THE PROBLEM. Scan the material below for the string "path", and copy every line where it shows up.

DATA EXCERPTS.
PR #1505, opened 2021-11-09
Upgraded linter to 1.43.0

### LINKED ISSUE #1477: Upgrade linter to 1.43.0
There are some new good linters introduced in this version, notably varnamelen, ireturn, contextcheck, tenv and they all will require some code changes and/or adding exceptions.

See the output: https://gist.github.com/jkowalski/a626fd6a23496dd8701832e22eb3c992

jkowalski:
Fixes #1477 

NOTE: the last commit (`linter: fixed nilnil linter violations (non-mechanical)`) is slightly more tricky than others and requires more careful review.


fs/localfs/shallow_fs.go
```diff
@@ -63,21 +63,21 @@ func WriteShallowPlaceholder(path string, de *snapshot.DirEntry) (string, error)
 	return mp, nil
 }
 
-func dirEntryFromPlaceholder(path string) (*snapshot.DirEntry, error) {
+func dirEntryFromPlaceholder(path string) (*snapshot.DirEntry, bool, error) {
```
julio-lopez, line 66: While the rationale seems reasonable, it also seems redundant. It seems that the `bool` return value would always be `false` when `error != nil`, and it could either be `true` or `false` depending on the first return value, most likely `false` when `v1 == nil`.

Does this pattern, and thus this linter add real value? what am I missing here?

repo/content/committed_content_index.go
```diff
@@ -57,19 +57,15 @@ func (c *committedContentIndex) getContent(contentID ID) (Info, error) {
...
-			return nil, ErrContentNotFound
-		}
-
-		return info, nil
+	if err != nil {
+		return nil, err
 	}
 
-	if err == nil {
+	if c.shouldIgnore(info) {
```
julio-lopez, line 64: Is `shouldIgnore(info)` false when `info == nil` ?

repo/content/merged.go
```diff
@@ -65,6 +65,10 @@ func (m mergedIndex) GetInfo(id ID) (Info, error) {
 	for _, ndx := range m {
 		i, err := ndx.GetInfo(id)
 		if err != nil {
+			if errors.Is(err, ErrContentNotFound) {
```
julio-lopez, line 68: nit: use a `switch` here?

```go
switch {
case errors.Is(err, ErrContentNotFound):
	continue
case err != nil:
	return nil, errors.Wrapf(err, "error getting id %v from index shard", id)
}
```

repo/content/index.go
```diff
@@ -19,7 +19,7 @@ type packIndex interface {
 
 	ApproximateCount() int
 
-	GetInfo(contentID ID) (Info, error)
+	GetInfo(contentID ID) (Info, error) // may return ErrContentNotFound
```
julio-lopez, line 22: Q: what's the motivation for returning `ErrContentNotFound`? Is it due to the "nil nil" linter? just curiosity, not saying it should not be done.

This has or may have a slight change in semantics, and would be a good candidate to have put in a separate PR by itself to make it easier to reason through it.

julio-lopez (commented):
+1: LG 👍

fs/localfs/shallow_fs.go
jkowalski: the pattern this enforces is:

value, err := someFunction()
if err != nil {
   // 
}

now value is assumed to be != nil.

By adding boolean we're making it explicit that there's more than one thing to look at (not just dirEntry, but also the boolean).

repo/content/committed_content_index.go
jkowalski: at this point info won't be nil, that's due to the change in `merged.GetInfo()`

repo/content/index.go
jkowalski: I'm going to suppress the linter and move this commit out to separate PR.

julio-lopez (approved):

PR #1596, opened 2021-12-17
feat(repository): persistence for blob-retention configuration

Shrekster:
This PR adds:

- an authenticated repository blob `kopia.retention` when the repository is created with blob-retention options.
- updates the change-password mechanism to rewrite the retention blob
- adds plumbing for retention options to be supplied to index and pack blobs puts


internal/repotesting/repotesting.go
```diff
@@ -70,7 +76,14 @@ func (e *Environment) setup(tb testing.TB, version content.FormatVersion, opts .
 		}
 	}
 
-	st := blobtesting.NewMapStorage(blobtesting.DataMap{}, nil, openOpt.TimeNowFunc)
+	var st blob.Storage
+	if opt.RetentionPeriod == 0 && opt.RetentionMode == "" {
```
redgoat650, line 80: might not be too important or relevant, but just wondering if this should be `||` instead of `&&`, to match the behavior of `retentionBlob`'s `IsNull` method?

Shrekster: Yeah, will make it consistent with IsNull.

cli/command_repository_create.go
```diff
@@ -2,8 +2,10 @@ package cli
 
 import (
 	"context"
+	"time"
 
 	"github.com/alecthomas/kingpin"
+	"github.com/minio/minio-go/v7"
```
jkowalski, line 8: that is not a desireable dependency, can we hardcode the constant instead?

repo/retention_blob.go
```diff
@@ -0,0 +1,78 @@
...
+import (
+	"encoding/json"
+	"time"
+
+	"github.com/pkg/errors"
+)
+
+// RetentionBlobID is the identifier of a BLOB that describes BLOB retention
+// settings for the repository.
+const RetentionBlobID = "kopia.retention"
```
jkowalski, line 12: perhaps `kopia.blobcfg` so we can add more things there?

repo/blob/beforeop/beforeop.go
```diff
@@ -0,0 +1,73 @@
...
+type (
+	callback          func() error
+	onGetBlobCallback func(id blob.ID) error
+	onPutBlobCallback func(id blob.ID, opts *blob.PutOptions) error // allows mutating the put-options
+)
+
+type beforeOp struct {
+	blob.Storage
+	onGetMetadata, onDeleteBlob callback
+	onGetBlob                   onGetBlobCallback
```
jkowalski, line 19: only PutBlob is used in this PR, I presume the rest is for the upgrade PR?

repo/format_block.go
```diff
@@ -17,6 +17,7 @@ import (
 )
 
 const (
+	aes256GcmEncryption             = "AES256_GCM"
 	defaultFormatEncryption         = "AES256_GCM"
```
jkowalski, line 21: nit: use defaultFormatEncryption = aes256GcmEncryption 

also, Gcm should be spelled GCM per Golang convention.

repo/retention_blob.go
```diff
@@ -0,0 +1,78 @@
...
+
+type retentionBlob struct {
+	Mode   string        `json:"mode,omitempty"`
```
jkowalski, line 15: for future proofing, can this be `retentionMode` and `retentionPeriod` ?

repo/retention_blob.go
Shrekster: done

repo/blob/beforeop/beforeop.go
Shrekster: correct

repo/retention_blob.go
Shrekster: done, also renamed the struct

repo/format_block.go
Shrekster: I tried this earlier, but the linter was getting confused, not yet sure why. Might have to file a linter bug.

cli/command_repository_create.go
Shrekster: Good point. We can make some constants yes. Will do.

repo/retention_blob.go
Shrekster: f65715a

cli/command_repository_create.go
Shrekster: done

jkowalski:
Thank you!

PR #1600, opened 2021-12-18
htmlui: moved HTML UI to separate repository

jkowalski:
The source code for htmlui is now in github.com/kopia/htmlui
GitHub Actions will drop compiled builds in github.com/kopia/htmluibuild
where they are now used as a go module dependency.

This greatly simplifies the build and improves the security,
because Kopia will be consuming pre-built htmlui.

This also means kopia can now installed with embedded UI using:
`go install github.com/kopia/kopia@latest`


internal/server/htmlui_embed.go
```diff
@@ -1,13 +1,12 @@
-// +build embedhtml
```
julio-lopez, line 1: Let's bring back a way of building without the embedded HTML. We can default to including the HTML UI, and have a build flag to build without the embedded HTML.

PR #1615, opened 2021-12-22
s3/test: refactor retention tests

julio-lopez:
Refactors retention tests to coalesce a couple of tests. It has the following effects:

- serializes the tests;
- reuses the bucket and reduces bucket creation calls.

Also, checks whether a bucket exists before attempting to create it to reduce the number of bucket creation calls.

### DIFF
--- a/repo/blob/s3/s3_storage_test.go
+++ b/repo/blob/s3/s3_storage_test.go
@@ -186,7 +186,7 @@ func TestS3StorageRetentionUnlockedBucket(t *testing.T) {
 	t.Parallel()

ANSWER SECTION.
@@ -63,21 +63,21 @@ func WriteShallowPlaceholder(path string, de *snapshot.DirEntry) (string, error)
-func dirEntryFromPlaceholder(path string) (*snapshot.DirEntry, error) {
+func dirEntryFromPlaceholder(path string) (*snapshot.DirEntry, bool, error) {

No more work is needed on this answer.